A) Multiple Gc amino acid sequence alignment from one representative each of the Hantavirus (HNTV, P08668.1), Tospovirus (TSWV, NP_049359.1), Orthobunyavirus (BUNV, NP_047212.1), and Nairovirus (CCHFV, AAK52743.1) genera. The secondary structural elements of Hantaan virus Gc are shown in the upper line (as in Fig 1D), the hantavirus disulfide bonds are labeled, and cysteines not conserved across genera are in an orange background. The residues exposed at the membrane-interacting end of domain II in hantavirus Gc are marked with a blue star under the alignment. The four boxes mark clusters of high conservation, which are very informative when analyzed by pairs, Hanta-Nairovirus and Tospo-Orthobunyavirus genera, which are closer to each other than to the others (see the S8 Fig). A cyan background within boxes 2 and 4 (marked also by a small black arrow underneath) highlights amino acids with complementary electrostatic charges predicted to come into contact at the membrane interacting surface, between disulfides 4 and 5, which connect cd and ij loops.
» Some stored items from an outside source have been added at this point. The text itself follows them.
PR #1812, opened 2023-10-12
Fix minio icon upload with Docker approach

Throne3d:
The minio:9000 guest isn't usually available from the Docker host under that name, but instead binds to localhost with the given port. This allows the webserver to connect to minio directly inside the Docker network, and also allows the host to connect to the minio instance from the UI.


Throne3d:
Coverage 😤

PR #1819, opened 2023-10-14
Initial attempt at parallel tests

Throne3d:
Seems flaky with parallelism >4 in CI (and maybe locally too). Should investigate, but for now this is probably blocked?

Does speed things up with parallelism 2 though - 6m21s without, 4m9s with.


Throne3d:
Seems flaky with parallelism >4 in CI (and maybe locally too). Should investigate, but for now this is probably blocked?

Does speed things up with parallelism 2 though - 6m21s without, 4m9s with.

teceler:
We now have parallel tests

PR #1822, opened 2023-10-15
Use case insensitive searches by default

### LINKED ISSUE #1247: Exact match reply search is case sensitive
Might need a check box, might need to just not do the thing (currently "How were you a detective" matches but "how were you a detective" does not)

Throne3d:
Uses ILIKE for case insensitive searches (via database locale) rather than forcing downcase matches

Fixes #1247, and possibly other situations - though this might have undesirable effects in some situations if people are expecting case sensitive matches? I think all of these situations make sense to use case insensitive matches - including the API - but it's possible there are cases where we want case sensitivity that I'm not considering.

### DIFF
--- a/app/controllers/api/v1/posts_controller.rb
+++ b/app/controllers/api/v1/posts_controller.rb
@@ -10,7 +10,7 @@ class Api::V1::PostsController < Api::ApiController
   param :q, String, required: false, desc: 'Subject search term'
   def index
     queryset = Post.order(Arel.sql('LOWER(subject) asc'))
-    queryset = queryset.where('subject ILIKE ?', "%#{params[:q].downcase}%") if params[:q].present?
+    queryset = queryset.where('subject ILIKE ?', "%#{params[:q]}%") if params[:q].present?
 
     posts = paginate queryset, per_page: 25
     posts = posts.visible_to(current_user)
--- a/app/controllers/api/v1/posts_controller.rb
+++ b/app/controllers/api/v1/posts_controller.rb
@@ -10,7 +10,7 @@ class Api::V1::PostsController < Api::ApiController
   param :q, String, required: false, desc: 'Subject search term'
   def index
     queryset = Post.order(Arel.sql('LOWER(subject) asc'))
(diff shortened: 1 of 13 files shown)


app/controllers/api/v1/posts_controller.rb
```diff
@@ -10,7 +10,7 @@ class Api::V1::PostsController < Api::ApiController
   param :q, String, required: false, desc: 'Subject search term'
   def index
     queryset = Post.order(Arel.sql('LOWER(subject) asc'))
-    queryset = queryset.where('LOWER(subject) LIKE ?', "%#{params[:q].downcase}%") if params[:q].present?
+    queryset = queryset.where('subject ILIKE ?', "%#{params[:q].downcase}%") if params[:q].present?
```
Throne3d, line 13:
```suggestion
    queryset = queryset.where('subject ILIKE ?', "%#{params[:q]}%") if params[:q].present?
```

app/controllers/posts_controller.rb
```diff
@@ -286,10 +286,10 @@ def search
     @search_results = @search_results.where(id: Setting.find(params[:setting_id]).post_tags.pluck(:post_id)) if params[:setting_id].present?
     if params[:subject].present?
       if params[:abbrev].present?
-        search = params[:subject].downcase.chars.join('% ')
-        @search_results = @search_results.where('LOWER(subject) LIKE ?', "%#{search}%")
+        search = params[:subject].chars.join('% ')
+        @search_results = @search_results.where('subject ILIKE ?', "%#{search}%")
       else
-        @search_results = @search_results.search(params[:subject]).where('LOWER(subject) LIKE ?', "%#{params[:subject].downcase}%")
+        @search_results = @search_results.search(params[:subject]).where('subject ILIKE ?', "%#{params[:subject].downcase}%")
```
Throne3d, line 292:
```suggestion
        @search_results = @search_results.search(params[:subject]).where('subject ILIKE ?', "%#{params[:subject]}%")
```

PR #1823, opened 2023-10-15
Clarify empty icons aren't broken

### LINKED ISSUE #1191: Clarify that the empty boxes in icon view are filler for no icon, rather than being a broken icon
As reported in #1189 it's not clear from the UI if the empty boxes represent a broken image or not; we should make this clearer

Throne3d:
Fixes #1191 

Update, now looks like this:

image

Previously just shows an empty box:

image

Temporary intermediate one we discarded:

image

### DIFF
--- a/app/assets/stylesheets/characters.scss
+++ b/app/assets/stylesheets/characters.scss
@@ -40,7 +40,12 @@
   border: 1px $border_color_character_iconless solid;
   width: 102px;
   height: 102px;
+  padding: 20px 5px;
   text-align: center;
+
+  color: $font_color_page;
+  font-size: 90%;
+  font-style: italic;
 
   &.icon {
     max-width: 102px;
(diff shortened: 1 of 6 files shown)


app/assets/stylesheets/characters.scss
```diff
@@ -40,8 +40,13 @@
   border: 1px $border_color_character_iconless solid;
   width: 102px;
   height: 102px;
+  padding: 20px 5px;
   text-align: center;
 
+  color: $font_color_page;
```
Throne3d, line 46: Without this, on styles that have a specific color for link hover, we see the text inside the icon change color on hover, which seems strange (it seems like it should be "fixed" as a property of the image).

teceler:
Oh. don't like that. it looks incredibly Wrong xD

Throne3d:
Any other suggestions? :D

Throne3d:
Updated look:

image

PR #1824, opened 2023-10-15
Convert #loading and #saveerror on reorder to classes

### LINKED ISSUE #1151: Boards#edit invalid html
When it has both sections and sectionless posts (example: effugence in new seeds), the `#loading` and `#saveerror` ids exist twice.

Throne3d:
Fixes an issue with duplicate IDs on this page when handling both sections + sectionless posts.

Fixes #1151. Page still loads and the loading indicator shows up as expected - we were even already filtering our $("#loading, ...) scope to within a specific box, so it's not like it was expecting this to be globally distinct anyway.

### DIFF
--- a/app/assets/javascripts/reorder.js
+++ b/app/assets/javascripts/reorder.js
@@ -119,7 +119,7 @@ function syncRowOrders(orderBox, path, param) {
   // Reduce race conditions by only allowing one update at a time
   unbindArrows(orderBox);
   disableSortable(orderBox);
-  $("#loading", orderBox).show();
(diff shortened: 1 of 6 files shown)


teceler (approved):
Looks good, assuming you checked for instances of loading and saveerror that were using a different way to indicate they were looking for an id?

Throne3d:
Yep! I wasn't able to see `loading` many other places (except in another `#loading` context - `#loading`) and `saveerror` is found nowhere else =D

PR #1825, opened 2023-10-15
Log gallery load error for user

### LINKED ISSUE #1073: Indicate gallery loading failure more obviously
https://github.com/Marri/glowfic/blob/ad00696b4d2eeb0a3e19aec9fe6adf270a45fd79/app/assets/javascripts/galleries/expander.js#L90

Throne3d:
Fixes #1073

We log errors like this elsewhere in an `alert` - seems decent, and network issues should be more clear this way, if loading something fails due to an issue on the user's end, rather than just mysteriously not showing up.


teceler (approved):
:green_book:

PR #427, opened 2021-08-30
Make zstd compatible with io.Closer() interface

darkdragon-001:
Make `zstd.Decoder` compatible with [`io.Closer()`](https://pkg.go.dev/io#Closer) interface.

B) The motif obtained from the alignment in A (top line) was run in Prosite to scan the SwissProt and trEMBL databases, and the taxonomic distribution of the matched entries are provided in the colored pie chart. The 1057 entries found encompass all of the known viruses within the four genera, plus some that are “unclassified” by the server. Searching the literature shows that the 7 viruses given as “unclassified Bunyaviridae” have been assigned to one of the genera (three orthobunyaviruses: Buffalo Creek, Mapputa and Marpik viruses [62]; one tospovirus [63]; and three nairoviruses: Sanxia Water Strider, Shayang Spider and Xinzhou Spider viruses [64]. The two “unclassified ssRNA negative-polarity viruses” are Wuhan Louse Fly virus and Wuhan insect virus 2, which were reported in a recent metagenomic analysis [64] and remain unclassified.